I have per instruction predication:
   CMPxx ...
   OP?T  //if-true
   OP?F  //if-false
Or:
   OP?T | OP?F  //both in parallel, subject to encoding and ISA rules

      CMP  Rt,Ra,#whatever
     PLE  Rt,TTTTTEEE
     // This begins the then-clause 5Ts -> 5 instructions
     OP1
     OP2
     OP3
     OP4
     OP5
     // this begins the else-clause 3Es -> 3 instructions
     OP6
     OP7
     OP8
     // we are now back join point.
 Notice no internal flow control instructions.
 

It can be similar in my case, with the ?T / ?F encoding scheme.

Except you eat that/those bits in OpCode encoding.

While poking at it, did go and add a check to exclude large struct-copy operations from predication, as it is slower to turn a large struct copy into NOPs than to branch over it.

Did end up leaving struct-copies where sz<=64 as allowed though (where a 64 byte copy at least has the merit of achieving full pipeline saturation and being roughly break-even with a branch-miss, whereas a 128 byte copy would cost roughly twice as much as a branch miss).

I decided to bite the bullet and have LDM, STM and MM so the compiler does
not have to do any analysis. This puts the onus on the memory unit designer
to process these at least as fast as a series of LDs and STs. Done right
this saves ~40%of the power of the caches avoiding ~70% of tag accesses
and 90% of TLB accesses. You access the tag only when/after crossing a line boundary and you access TLB only after crossing a page boundary.

Performance gains are modest, but still noticeable (part of why predication ended up as a core ISA feature). Effect on pipeline seems to be small in its current form (it is handled along with register fetch, mostly turning non-executed instructions into NOPs during the EX stages).

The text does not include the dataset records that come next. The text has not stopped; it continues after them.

Issue #164756, opened 2025-10-06
[PP] Unshard and reshard not working with FSDP


H-Huang:
We are seeing the FSDP allgathers not happening at the correct times when using `Interleaved1F1B`. The AMD team performed similar investigations (https://docs.google.com/document/d/1TbhOfPAIKoeDuVcKcMv9WNR2VgIrLxGopGuKqW6ga1s/edit?tab=t.0) and provided a fix that manually calls the `unshard()` and `reshard()` outside of the pipeline schedule. See https://github.com/AMD-AGI/torchtitan-amd/blob/dev/no_fsdp_bubble/torchtitan/distributed/amd_1f1b.py

kwen2501:
Thanks for the explanation. 
It feels like we are faced with "dy/dw and dy/di" issue but this time in forward!

PR #164775, opened 2025-10-06
[PP] Fix FSDP unshard/reshard

H-Huang:
* #164777
* __->__ #164775

First fix for https://github.com/pytorch/pytorch/issues/164756

In the pipeline IR we call `UNSHARD` and `RESHARD`,  but there is a bug because when we call `module.unshard()` these do not recursively call the FSDP modules, hence leading to sometime call allgather before the module forward. 

Since we want the pipeline IR to explicitly handle this, we can call `group.unshard` instead which ensures that all the modules are unsharded.


test/distributed/test_composability.py
```diff
@@ -375,8 +379,159 @@ def apply_dp(partial_model):
...
+        # Verify parameters are now unsharded
+        check_fsdp_unsharded_state(stage.submod, expected_unsharded=True)
+
 
 instantiate_parametrized_tests(ComposabilityTest)
 
+import fbvscode
+
+
+fbvscode.attach_debugger()
```
weifengpy: remove?

weifengpy (approved):

torch/distributed/pipelining/schedules.py
```diff
@@ -1961,18 +1964,27 @@ def _assert_unsharded(stage_idx: int):
...
-                                and stage_idx not in unshard_ops
+                                and stage_idx not in unshard_groups
                             ), f"Unsharding the same {stage_idx=} twice"
-                            unshard_ops[stage_idx] = stage.submod.unshard(async_op=True)  # type: ignore[operator]
+                            distributed_state = fully_shard.state(stage.submod)  # type: ignore[attr-defined]
+                            for state in distributed_state._state_ctx.all_states:
+                                if state._fsdp_param_group:
+                                    group = state._fsdp_param_group
+                                    group.unshard(async_op=True)
+                                    unshard_groups[stage_idx] = group
```
kwen2501: The intrusive level of this block seems a bit high.

kwen2501: We'd also need to evaluate two things:
- would every users want `all_states`? I assume that means all parameters of the submodule.
- is there any side effect of holding reference to the parameters here? (and why would we need to store the reference?) In FSDP's doc about `.unshard()`, I see that FSDP will automatically wait for the fired AG's in the module's pre-forward.

kwen2501:
```
        .. note:: If ``async_op=True``, then FSDP will wait on the pending
            unshard in the module's pre-forward for the user. The user only
            needs to call :meth:`wait` explicitly if the wait should happen
            before pre-forward.
```
Or, does this apply to `module.unshard()` only, instead of `group.unshard()`?

test/distributed/test_composability.py
wwwjn: Looks like these line cause the CI failing

H-Huang: oops, thank you 🙂

torch/distributed/pipelining/schedules.py
H-Huang: Good questions

> would every users want all_states? I assume that means all parameters of the submodule.

Since the default behavior is already "unshard after forward, dont reshard until all backwards finished". Then doing all the unshards in the beginning may allocate memory earlier, but shouldn't change peak memory. We still provide the ability for users to call unshard and reshard manually, but yeah the restriction is this now has to be all the parameters of the submodule.

> is there any side effect of holding reference to the parameters here? (and why would we need to store the reference?) In FSDP's doc about .unshard(), I see that FSDP will automatically wait for the fired AG's in the module's pre-forward.

We hold a reference to the parameters, but do delete this after we call forward. I store the reference since it is an async call and before forward computation I call `group.wait_for_unshard()`. Let me sync up with @weifengpy to make sure this is reasonable behavior.

fegin: > Since the default behavior is already "unshard after forward, dont reshard until all backwards finished".

Do we actually check if the FSDP is configured as `unshard after forward`?

weifengpy: we chatted offline about using public apis unshard(async=True) to avoid referencing to `FSDPParamGroup` for `comp_type == UNSHARD` and `comp_type == RESHARD`

```
handles = []
for submodule in model.modules():
    if not isinstance(submodule, FSDPModule):
        continue
    handle = submodule.unshard(async=True)
    handles.append(handle)
for handle in handles:
    handle.wait()
```

torch/distributed/pipelining/schedules.py
```diff
@@ -1884,13 +1884,14 @@ def _step_microbatches(
...
-        unshard_ops: dict[int, UnshardHandle] = {}
+        unshard_ops: dict[int, list[UnshardHandle]] = defaultdict(list)
         unsharded_stages = set()
 
         def _assert_unsharded(stage_idx: int):
             """If an unshard is active for `stage_idx`, wait() it and mark `stage_idx` unshared."""
             if stage_idx in unshard_ops:
-                unshard_ops[stage_idx].wait()
+                for op in unshard_ops[stage_idx]:
+                    op.wait()
```
weifengpy, line 1894: would it better to rename to `_wait_unshard` ? just because we actually call `op.wait()` inside? I usually treat _assert as an no-op sanity check

torch/distributed/pipelining/schedules.py
```diff
@@ -1884,13 +1884,14 @@ def _step_microbatches(
         send_ops: list[list[dist.Work]] = []
 
         # we track which stages are 'active' when used with FSDP, and wait on unshard ops before computing on stages
-        unshard_ops: dict[int, UnshardHandle] = {}
+        unshard_ops: dict[int, list[UnshardHandle]] = defaultdict(list)
```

 The effect is that one uses Predication whenever you will have already
fetched instructions at the join point by the time you have determined
the predicate value {then, else} clauses. The PARSE and DECODE do the
flow control without bothering FETCH.
 

Yeah, though in my pipeline, it is still a tradeoff of the relative cost of a missed branch, vs the cost of sliding over both the THEN and ELSE branches as a series of NOPs.

For the most part, 1-bit seems sufficient.

 How do you do && and || predication with 1 bit ??
 

Originally, it didn't.
Now I added some 3R and 3RI CMPxx encodings.

This allows, say:
CMPGT R8, R10, R4
CMPGT R8, R11, R5
TST R4, R5
....

All I had to do was to make the second predication overwrite the first
predication's mask, and the compiler did the rest.